◆ ACTIVITY:
Could you copy each line of the entries that contains "setApplications"?

◆ SOURCE DATA:
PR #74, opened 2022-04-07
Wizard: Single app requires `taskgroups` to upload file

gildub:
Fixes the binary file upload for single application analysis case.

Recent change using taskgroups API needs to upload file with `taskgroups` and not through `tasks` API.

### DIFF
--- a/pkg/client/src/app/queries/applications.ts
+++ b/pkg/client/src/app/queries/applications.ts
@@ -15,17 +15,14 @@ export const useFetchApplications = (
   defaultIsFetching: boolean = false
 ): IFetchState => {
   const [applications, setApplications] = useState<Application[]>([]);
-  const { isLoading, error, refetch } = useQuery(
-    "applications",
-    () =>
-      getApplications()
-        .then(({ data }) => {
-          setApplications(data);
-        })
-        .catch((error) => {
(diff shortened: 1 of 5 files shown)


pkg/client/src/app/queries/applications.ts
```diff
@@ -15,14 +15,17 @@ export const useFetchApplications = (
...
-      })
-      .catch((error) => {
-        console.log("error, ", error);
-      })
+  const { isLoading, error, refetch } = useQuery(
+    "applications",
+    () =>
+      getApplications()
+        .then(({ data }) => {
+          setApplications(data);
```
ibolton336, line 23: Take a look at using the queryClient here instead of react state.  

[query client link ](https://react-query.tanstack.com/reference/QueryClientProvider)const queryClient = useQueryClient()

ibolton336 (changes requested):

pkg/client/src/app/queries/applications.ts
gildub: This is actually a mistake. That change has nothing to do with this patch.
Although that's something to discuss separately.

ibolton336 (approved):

◆ TASK SOLUTION:
   const [applications, setApplications] = useState<Application[]>([]);
-          setApplications(data);
+          setApplications(data);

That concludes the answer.